Record set:
▶

PR #2095, opened 2020-09-02
adjust pod subnet defaults

knisbet:
## Description

- Updates default pod subnet to be 1023 /24's (flannel skips the first subnet). 
- Updates minimum subnet size to be a /22 (3 nodes)
  - This request has come up several times. The proper check should probably be a combination of app.yaml requirements for number of nodes + a satellite check at join time. 

## Type of change

  - Support for 1k node clusters
  - Default pod CIDR is now the range 100.96.0.0/14 - 100.99.255.0/14
  - Users can now specify smaller pod subnets.

* Closes #, refs #

* Requires #

* Ports #

## TODOs

- [x] Self-review the change
- [x] Perform manual testing
  - Tested large subnet assignments
- [ ] Address review feedback

### DIFF
--- a/lib/defaults/defaults.go
+++ b/lib/defaults/defaults.go
@@ -698,7 +698,7 @@ const (
 	// this seems like a sensible default. The setting can also be overridden at installation time.
 	ServiceSubnet = "100.100.0.0/16"
 	// PodSubnet is a subnet dedicated to the pods in the cluster
-	PodSubnet = "100.96.0.0/16"
+	PodSubnet = "100.96.0.0/14"
 
 	// MaxRouterIdleConnsPerHost defines tha maximum number of idle connections for "opsroute" transport
 	MaxRouterIdleConnsPerHost = 5
--- a/lib/validate/net.go
+++ b/lib/validate/net.go
@@ -36,11 +36,11 @@ func KubernetesSubnets(podCIDR, serviceCIDR string) error {
 				"invalid pod subnet: %q", podCIDR)
 		}
 
-		// the pod network should be /16 minimum so k8s can allocate /24 to each node
+		// the pod network should be /22 minimum so k8s can allocate /24 to each node (minimum 3 nodes)
 		ones, _ := podNet.Mask.Size()
-		if ones > 16 {
+		if ones > 22 {
 			return trace.BadParameter(
-				"pod subnet should be a minimum of /16: %q", podCIDR)
+				"pod subnet should be a minimum of /22: %q", podCIDR)
 		}
 	}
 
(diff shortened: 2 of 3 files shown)


a-palchikov (approved):

lib/defaults/defaults.go
```diff
@@ -697,7 +697,7 @@ const (
 	// this seems like a sensible default. The setting can also be overridden at installation time.
 	ServiceSubnet = "100.100.0.0/16"
 	// PodSubnet is a subnet dedicated to the pods in the cluster
-	PodSubnet = "100.96.0.0/16"
+	PodSubnet = "100.96.0.0/14"
```
r0mant, line 700: Any downsides to making the default subnet even larger, say /12 or /11 to potentially allow to scale up to max K8s supported size and make it more future-proof?

lib/validate/net.go
```diff
@@ -36,11 +36,11 @@ func KubernetesSubnets(podCIDR, serviceCIDR string) error {
 				"invalid pod subnet: %q", podCIDR)
 		}
 
-		// the pod network should be /16 minimum so k8s can allocate /24 to each node
+		// the pod network should be /22 minimum so k8s can allocate /24 to each node (minimum 3 nodes)
 		ones, _ := podNet.Mask.Size()
-		if ones > 16 {
+		if ones > 22 {
```
r0mant, line 41: Just curious where this change is coming from. Has anyone tried/wanted to allocate smaller subnets for their clusters?

r0mant (approved):
Just a couple of questions.

lib/defaults/defaults.go
knisbet: Not really, we'd have to move the start range which isn't a big deal because we service cidr starts at 100.100.0.0...

It's also not hard to change this default at any time, or pass to the installer, so whatever the team prefers.

lib/validate/net.go
knisbet: It comes up with customer M from time to time. 

The problem is the pod cidr does need to be coordinated with the network to some degree, if pods within the cluster need to be able to connect to customer services. The way this tends to manifest, is the customer than allocates subnets for the pod/service cidr from their own subnet tracking, where a /16 is a quite large allocation. It does help that if they have multiple clusters they can re-use the /16 where some customers interpreted it as a /16 for each cluster(dev/staging/prod each get their own subnet), and also why we moved to the cgnat private IP range by default which is outside the RFC 1918 address space in use by most networks.

wadells:
Housekeeping: This doesn't seem to be headed anywhere at the moment.

Please re-open this PR if/when it is needed.

Issue #1983, opened 2020-08-07
Cluster gets stuck in shrinking w/o any recovery when removing a node


aelkugia:
### Description

During removing a master node the cluster gets stuck in shrinking without any recovery

### Environment

 - Gravity version: 6.1.31

**Relevant Debug Logs If Applicable**

```
User Message: failed to start shrink agent: [ERROR]: error enabling the service
failed to enable shrink-9278f72f-b710-4064-99fe-10c81c087729.service: Failed to execute operation: Connection timed out
```

More information in internal zendesk ticket: [#1807](https://gravitational.zendesk.com/agent/tickets/1807)

PR #2096, opened 2020-09-02
[6.1.x] shrink improvements

a-palchikov:
## Description

This PR makes the following changes:
  * reuses the default service name for the shrink agent (i.e. `gravity-agent`). The reasoning behind it is that the service setup path already handles clean of the previous service should it be active on the node since the shrink operation is exclusive to any other. We have had problems with agent service running in parallel with the shrink in which case the latter would fail to bind to the agent port. Also, using the `shrink-<operation-id>` naming generates a lot of litter which is never cleaned up.
  * rewrites the etcd member removal using the v2 API. The removal is wrapped in a retry loop that retries on transient errors

## Type of change

* Updates https://github.com/gravitational/gravity/issues/1983

## TODOs

- [x] Self-review the change
- [x] Perform manual testing
- [ ] Address review feedback

### Shrinking a 3-node cluster to a single node

Verify that shrinks are successful in a healthy environment.

### Shrinking a 3-node cluster with simulated network failures to test timeouts:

◀

Exercise aim:
Please set down each entry again, word for word.

Response:
PR #2095, opened 2020-09-02
adjust pod subnet defaults

knisbet:
## Description

- Updates default pod subnet to be 1023 /24's (flannel skips the first subnet). 
- Updates minimum subnet size to be a /22 (3 nodes)
  - This request has come up several times. The proper check should probably be a combination of app.yaml requirements for number of nodes + a satellite check at join time. 

## Type of change

  - Support for 1k node clusters
  - Default pod CIDR is now the range 100.96.0.0/14 - 100.99.255.0/14
  - Users can now specify smaller pod subnets.

* Closes #, refs #

* Requires #

* Ports #

## TODOs

- [x] Self-review the change
- [x] Perform manual testing
  - Tested large subnet assignments
- [ ] Address review feedback

### DIFF
--- a/lib/defaults/defaults.go
+++ b/lib/defaults/defaults.go
@@ -698,7 +698,7 @@ const (
 	// this seems like a sensible default. The setting can also be overridden at installation time.
 	ServiceSubnet = "100.100.0.0/16"
 	// PodSubnet is a subnet dedicated to the pods in the cluster
-	PodSubnet = "100.96.0.0/16"
+	PodSubnet = "100.96.0.0/14"
 
 	// MaxRouterIdleConnsPerHost defines tha maximum number of idle connections for "opsroute" transport
 	MaxRouterIdleConnsPerHost = 5
--- a/lib/validate/net.go
+++ b/lib/validate/net.go
@@ -36,11 +36,11 @@ func KubernetesSubnets(podCIDR, serviceCIDR string) error {
 				"invalid pod subnet: %q", podCIDR)
 		}
 
-		// the pod network should be /16 minimum so k8s can allocate /24 to each node
+		// the pod network should be /22 minimum so k8s can allocate /24 to each node (minimum 3 nodes)
 		ones, _ := podNet.Mask.Size()
-		if ones > 16 {
+		if ones > 22 {
 			return trace.BadParameter(
-				"pod subnet should be a minimum of /16: %q", podCIDR)
+				"pod subnet should be a minimum of /22: %q", podCIDR)
 		}
 	}
 
(diff shortened: 2 of 3 files shown)


a-palchikov (approved):

lib/defaults/defaults.go
```diff
@@ -697,7 +697,7 @@ const (
 	// this seems like a sensible default. The setting can also be overridden at installation time.
 	ServiceSubnet = "100.100.0.0/16"
 	// PodSubnet is a subnet dedicated to the pods in the cluster
-	PodSubnet = "100.96.0.0/16"
+	PodSubnet = "100.96.0.0/14"
```
r0mant, line 700: Any downsides to making the default subnet even larger, say /12 or /11 to potentially allow to scale up to max K8s supported size and make it more future-proof?

lib/validate/net.go
```diff
@@ -36,11 +36,11 @@ func KubernetesSubnets(podCIDR, serviceCIDR string) error {
 				"invalid pod subnet: %q", podCIDR)
 		}
 
-		// the pod network should be /16 minimum so k8s can allocate /24 to each node
+		// the pod network should be /22 minimum so k8s can allocate /24 to each node (minimum 3 nodes)
 		ones, _ := podNet.Mask.Size()
-		if ones > 16 {
+		if ones > 22 {
```
r0mant, line 41: Just curious where this change is coming from. Has anyone tried/wanted to allocate smaller subnets for their clusters?

r0mant (approved):
Just a couple of questions.

lib/defaults/defaults.go
knisbet: Not really, we'd have to move the start range which isn't a big deal because we service cidr starts at 100.100.0.0...

It's also not hard to change this default at any time, or pass to the installer, so whatever the team prefers.

lib/validate/net.go
knisbet: It comes up with customer M from time to time. 

The problem is the pod cidr does need to be coordinated with the network to some degree, if pods within the cluster need to be able to connect to customer services. The way this tends to manifest, is the customer than allocates subnets for the pod/service cidr from their own subnet tracking, where a /16 is a quite large allocation. It does help that if they have multiple clusters they can re-use the /16 where some customers interpreted it as a /16 for each cluster(dev/staging/prod each get their own subnet), and also why we moved to the cgnat private IP range by default which is outside the RFC 1918 address space in use by most networks.

wadells:
Housekeeping: This doesn't seem to be headed anywhere at the moment.

Please re-open this PR if/when it is needed.

Issue #1983, opened 2020-08-07
Cluster gets stuck in shrinking w/o any recovery when removing a node


aelkugia:
### Description

During removing a master node the cluster gets stuck in shrinking without any recovery

### Environment

 - Gravity version: 6.1.31

**Relevant Debug Logs If Applicable**

```
User Message: failed to start shrink agent: [ERROR]: error enabling the service
failed to enable shrink-9278f72f-b710-4064-99fe-10c81c087729.service: Failed to execute operation: Connection timed out
```

More information in internal zendesk ticket: [#1807](https://gravitational.zendesk.com/agent/tickets/1807)

PR #2096, opened 2020-09-02
[6.1.x] shrink improvements

a-palchikov:
## Description

This PR makes the following changes:
  * reuses the default service name for the shrink agent (i.e. `gravity-agent`). The reasoning behind it is that the service setup path already handles clean of the previous service should it be active on the node since the shrink operation is exclusive to any other. We have had problems with agent service running in parallel with the shrink in which case the latter would fail to bind to the agent port. Also, using the `shrink-<operation-id>` naming generates a lot of litter which is never cleaned up.
  * rewrites the etcd member removal using the v2 API. The removal is wrapped in a retry loop that retries on transient errors

## Type of change

* Updates https://github.com/gravitational/gravity/issues/1983

## TODOs

- [x] Self-review the change
- [x] Perform manual testing
- [ ] Address review feedback

### Shrinking a 3-node cluster to a single node

Verify that shrinks are successful in a healthy environment.

### Shrinking a 3-node cluster with simulated network failures to test timeouts:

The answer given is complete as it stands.